Ci avviciniamo a piedi, apriamo il grande recinto dove sono state di notte, e subito capre e pecore si fanno intorno perché sanno che cosa portiamo e perché un saluto al proprio pastore non si nega. «Le capre sono birbanti», dice Tindaro accarezzandone un paio, «ne combinano sempre una, però si affezionano e mia figlia Immacolata, che mi aiuta e che se vorrà prenderà il mio posto, le chiama per nome». 

È il momento di mungere le capre (non tutte perché alcune stanno allattando i capretti) e di tosare le pecore, perché fa caldo. Tindaro tira fuori dei grossi forbicioni piatti per fare questa operazione a mano. Immacolata afferra una pecora, la distende a terra, le lega le zampe perché non rischi, muovendosi, di farsi male, e con poche mosse delicate e rapidissime la tosa completamente. Siamo in due a osservarla con ammirazione e un poco di timore, io e l’agnello della pecora tosata, che non lascia la mamma per nessun motivo e controlla che tutto fili liscio. In un attimo la pecora è di nuovo libera e molto più leggera, a terra rimane una soffice montagna. «Una volta la lana si vendeva, venivano a prenderla dalla Sicilia, adesso non la vuole più nessuno e dobbiamo smaltirla. Mia mamma la filava», racconta Tindaro con un brillio negli occhi, «le sue calze e i suoi maglioni erano caldi come un abbraccio, in inverno ci si divertiva con quelli addosso».
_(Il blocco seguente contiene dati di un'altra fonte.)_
Issue #397, opened 2016-03-08
edit but don't overwrite configure_xxx.go


casualjim:
currently keeping configure_xxx.go in sync is a manual exercise which is often times confusing.
It would be better if missing things could be added. 
Deleted operations and such should also be reflected in the configure_xxx.go file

Ci spostiamo verso un altro pascolo più in alto, in una bellissima pineta in una zona chiamata ’A Turricedda, per ripetere le stesse operazioni. Lì ci aspettano Manuelita, Gerardina e Nerina, che dopo aver svolto tutte le operazioni non ci lasciano andare via senza una dose di carezze. Ripartiamo ancora per altre due tappe e presto sarà ora di riprendere da capo il giro per radunare gli animali e ricoverarli nei recinti per la notte. Domani arriverà presto per ricominciare.